The Financial Crisis and the Bottom Billion

Via Rodrik, Bob Geldof in the FT:

Just as the crisis has been international because of globalisation, any new reforms will also need to be international. As Robert Zoellick, president of the World Bank, has remarked, a modernised multilateralism must put global development on a par with international finance. The next round of globalisation must be one where economic opportunities and responsibilities are more widely shared.

This moment of flux offers the chance to revive ideas that have been around for some time but have been heavily resisted. First is the Tobin tax. In 1978 James Tobin, the Nobel economist, proposed a tiny tax of 0.5 per cent or less on all foreign currency ex­change transactions to deter speculation and pay for development. Some calculate this tax could yield $375bn (€289bn, £253bn) annually. Even at half that amount, it is on a par with the amount that should already have been directed to development globally. This levy, even if it is cut to 0.005 per cent would limit volatility in small economies whilst generating enormous sums for the poor. It would also cost taxpayers nothing.

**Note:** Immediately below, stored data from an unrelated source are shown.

Issue #47, opened 2024-09-19
Add debug rendering


aganders3:
> Rendering points and/or line strips with the triangles is nice for debugging purposes, as in the PR description. It was easy enough to render points or line strips instead of triangles by changing this accordingly, but I guess the PR description requires another call to draw?
> 
> How hard would it be to make this easy to enable for debugging geometry in general? Would be super useful for (especially when we start to think about tiling textures and other geometries). Definitely doesn't need to be done in this PR though.

_Originally posted by @andy-sweet in https://github.com/chanzuckerberg/imaging-active-learning/pull/46#discussion_r1766770899_

PR #295, opened 2025-07-01
(Stacked) Render wireframes on top of meshes [1/2]

shlomnissan:
### Summary

This PR introduces initial support for rendering wireframes over shaded
geometry. It adds on-demand generation of wireframe index data when a
renderable object is set to wireframe-on-shaded mode, and refactors the WebGL
renderer by extracting the draw call logic into a separate method. This lays
the groundwork for rendering the same object twice — once for the shaded mesh
and once for the wireframe overlay with different rendering parameters.

**Next steps (in a follow-up PR)**
- Add wireframe-specific VAO and EBO support in `WebGLBuffers`
- Introduce a flat-colored shader for wireframes
- Complete the integration in the `WebGLRenderer` logic

### Related Issue
Related issue: https://github.com/chanzuckerberg/idetik/issues/47 (close in the next PR)

### Tests & Checks
- All checks have passed
- Verified manually that all examples are working as expected

### DIFF
--- a/packages/core/src/core/geometry.ts
+++ b/packages/core/src/core/geometry.ts
@@ -1,4 +1,5 @@
 import { Node } from "./node";
+import { Logger } from "../utilities/logger";
 
 type GeometryAttributeType =
   | "position"
@@ -32,14 +33,16 @@ type GeometryAttribute = {
 };
 
 export class Geometry extends Node {
+  private readonly attributes_: GeometryAttribute[];
   protected vertexData_: Float32Array;
   protected indexData_: Uint32Array;
-  private readonly attributes_: GeometryAttribute[];
+  private wireframeIndexData_: Uint32Array;
 
   constructor(vertexData: number[] = [], indexData: number[] = []) {
     super();
     this.vertexData_ = new Float32Array(vertexData);
     this.indexData_ = new Uint32Array(indexData);
+    this.wireframeIndexData_ = new Uint32Array();
     this.attributes_ = [];
   }
 
@@ -54,7 +57,7 @@ export class Geometry extends Node {
   public get stride() {
     return (
       this.attributes_.reduce((acc, curr) => {
-        return (acc += curr.itemSize);
+        return acc + curr.itemSize;
       }, 0) * Float32Array.BYTES_PER_ELEMENT
     );
   }
@@ -67,11 +70,59 @@ export class Geometry extends Node {
     return this.indexData_;
   }
 
+  public get wireframeIndexData() {
+    return this.wireframeIndexData_;
+  }
+
   public get attributes() {
     return this.attributes_;
   }
 
   public get type() {
     return "Geometry";
+  }
+
+  public generateWireframeIndexData() {
+    const indexData = this.indexData_;
+
+    if (indexData.length === 0) {
+      Logger.warn(
+        "Geometry",
+        "Wireframe generation error: only indexed geometries are supported"
+      );
+      return;
+    }
+
+    if (indexData.length % 3 !== 0) {
+      Logger.warn("Geometry", "Wireframe generation error: non-triangle data");
+      return;
+    }
+
+    const edgeSet = new Set<string>();
+    const wireframeIndices: number[] = [];
+    const addEdge = (a: number, b: number) => {
+      // Normalize edge order and use a set to deduplicate,
+      // since shared edges between triangles would otherwise
+      // be added multiple times.
+      const i0 = Math.min(a, b);
+      const i1 = Math.max(a, b);
+      const key = `${i0},${i1}`;
+      if (!edgeSet.has(key)) {
+        edgeSet.add(key);
+        wireframeIndices.push(i0, i1);
+      }
+    };
+
+    for (let i = 0; i < indexData.length; i += 3) {
+      const i0 = indexData[i];
+      const i1 = indexData[i + 1];
+      const i2 = indexData[i + 2];
+
+      addEdge(i0, i1);
+      addEdge(i1, i2);
+      addEdge(i2, i0);
+    }
+
+    this.wireframeIndexData_ = new Uint32Array(wireframeIndices);
   }
 }
--- a/packages/core/src/core/geometry.ts
+++ b/packages/core/src/core/geometry.ts
@@ -98,7 +98,7 @@ export class Geometry extends Node {
       return;
     }
 
-    const edgeSet = new Set<string>();
+    const edgeSet = new Set<{ i0: number; i1: number }>();
     const wireframeIndices: number[] = [];
     const addEdge = (a: number, b: number) => {
       // Normalize edge order and use a set to deduplicate,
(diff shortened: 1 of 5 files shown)


packages/core/src/core/geometry.ts
```diff
@@ -67,11 +70,56 @@ export class Geometry extends Node {
...
   }
 
   public get type() {
     return "Geometry";
   }
+
+  public generateWireframeIndexData() {
+    const indexData = this.indexData_;
+
+    if (indexData.length === 0) {
```
shlomnissan, line 88: This is not strictly necessary. We can generate wireframe index data from vertex positions but it's less accurate.. Index buffers preserve the actual triangle connectivity of the mesh. I might add support for both but I think this should be fine for now.

packages/core/src/core/renderable_object.ts
```diff
@@ -8,11 +8,12 @@ import { Shader } from "../renderers/shaders";
...
 
 export abstract class RenderableObject extends Node {
+  private readonly textures_: Texture[] = [];
+  private readonly transform_ = new TrsTransform();
   private geometry_ = new Geometry();
-  private textures_: Texture[] = [];
-  private transform_ = new TrsTransform();
   private programName_: Shader | null = null;
   private primitive_: Primitive = "triangles";
+  private wireframeOnShaded_ = false;
```
shlomnissan: The "on shaded" part of this variable name is technically a misnomer since we’re not actually shading triangles but it's a widely understood term, so I’m okay with keeping it for clarity

andy-sweet:
Related issue: https://github.com/chanzuckerberg/idetik/issues/47

packages/core/src/renderers/webgl_renderer.ts
```diff
@@ -85,10 +75,54 @@ export class WebGLRenderer extends Renderer {
...
+          this.gl,
+          shaderCode[type].vertex,
+          shaderCode[type].fragment
+        )
+      );
+    }
+    return this.shaders_.get(type)!;
+  }
+
+  private drawObject(
```
andy-sweet, line 96: Nit: I typically find that single use private helper methods being defined directly under the method that uses them improves readability. It would also make the diff in this file much easier to read too!

aganders3:
I support adding wireframe rendering for debugging (and other) purposes, but I'm not totally sold on the implementation here. It feels like a pretty specific feature to be added to all renderable objects/geometry. Instead I would have expected a new `Wireframe` renderable object, perhaps with a factory function to take geometry from an existing renderable (or with `generateWireframeIndexData` as a pure free function). This would avoid needing to modify the renderer to render certain objects twice, but I guess may add unnecessary debug-object bookkeeping to layers.

Another option off the top of my head is to make this a more generic "debug mode" for renderables, which they could override. I say this because we might want other debug features besides wireframes. For example it may be useful to map texcoords -> colors, or render a test pattern instead of an image texture.

I don't feel too strongly about this as it's not really slated to be a public feature, so happy to see it go in as-is if people are happy with it. As far as code goes I think this looks good!

packages/core/src/core/geometry.ts
```diff
@@ -67,11 +70,59 @@ export class Geometry extends Node {
...
+
+    const edgeSet = new Set<string>();
+    const wireframeIndices: number[] = [];
+    const addEdge = (a: number, b: number) => {
+      // Normalize edge order and use a set to deduplicate,
+      // since shared edges between triangles would otherwise
+      // be added multiple times.
+      const i0 = Math.min(a, b);
+      const i1 = Math.max(a, b);
+      const key = `${i0},${i1}`;
```
andy-sweet: Why not use a pair of numbers as the key type to avoid conversion to a string here?

packages/core/src/core/renderable_object.ts
```diff
@@ -32,6 +33,16 @@ export abstract class RenderableObject extends Node {
 
   public set geometry(geometry: Geometry) {
     this.geometry_ = geometry;
+    if (this.wireframeOnShaded_) {
+      this.generateWireframeIndicesIfNeeded(true);
```
andy-sweet: Why do we need to force regeneration of the wireframe indices when setting the geometry here? As I understand it, the wireframe indices are stored on the geometry and are either empty (in which case they will be generated by `generateWireframeIndicesIfNeeded`) or should be consistent with that geometry.

packages/core/src/core/renderable_object.ts
andy-sweet: Optional: personally I find the name hard to read, so if it's a misnomer too, I wonder if we can just use something simpler like `hasWireframe` or `wireframeEnabled`.

andy-sweet (approved):
No blocking feedback, so approved. Just some questions and optional comments. Looking forward to seeing the wireframes in the follow-up!

shlomnissan:
@aganders3 I think that wireframe rendering is something that should apply to all geometries, and since every renderable is fundamentally tied to a geometry (as implied by the base class), it felt appropriate to add the logic there.

That said, I agree that having a dedicated wireframe geometry object that can be instantiated from an existing geometry is cleaner, especially in terms of managing vertex/index buffers. However, I decided to avoid it because renderable objects may be composed of multiple geometries (e.g., a segmented model), and we don’t want to manually manage wireframe versions of each geometry in such cases. This is likely why Three.js supports a "wireframe" property on standard materials (along with a wireframe geometry object.)

Regarding the idea of a more generic debug mode—I’m definitely aligned with that direction, but I’d prefer to keep things simple until we have a second concrete debug feature to support. At that point, we can refactor around a common mechanism with real use cases in mind.

Like you, I don’t feel too strongly about this implementation. It is simple enough in my view to change later on if it's causing issues, however, if there’s strong consensus around an alternative approach, I’m more happy to rewrite this :)

### Three.js references

If the material has the wireframe property set to true, the wireframe index buffer is used, and if it doesn't exist, it will be generated on the fly. This is the approach I'm exploring here

https://github.com/mrdoob/three.js/blob/dev/src/renderers/WebGLRenderer.js#L1111

Three.js also supports wireframe geometries, And while they do support groups, you do need to configure your segmented meshes accordingly

https://github.com/mrdoob/three.js/blob/dev/src/geometries/WireframeGeometry.js

packages/core/src/renderers/webgl_renderer.ts
shlomnissan: That makes sense. My background is in C/C++, where there's no hoisting and access specifiers like public, protected, and private are organized into blocks. But I'm happy to make the change...

packages/core/src/core/geometry.ts
shlomnissan: Good call. I’m not used to having a generic dictionary that accepts any key type without needing custom hash functions. In my own engine, I went with cantor pairing since I’m trying to avoid dynamic string generation whenever possible. I don't think it's a big deal here, but yeah, in this case, using a pair of numbers works well.

packages/core/src/core/renderable_object.ts
shlomnissan: Good call! Not sure how I missed this :/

Second, we need to institutionalise the means by which profits from carbon trading can be channelled to development. As Germany has already shown, this is a vast market. It involves creating incentives for polluters to pollute less while generating resources for development. It is a smart, painless way to create revenues and jobs while bringing the poor into the global economy. A Europe-wide scheme is planned, but in Washington it should be seized upon as an effective mechanism for growth and development. It, like the Tobin tax, is tax neutral to the consumer while curbing overproduction of carbon dioxide and helping the world’s poorest.

Third, this new round of globalisation must not be accompanied by a return to protectionism. Make Poverty History called for progress on debt, aid and trade. Trade is the area in which the least has been delivered.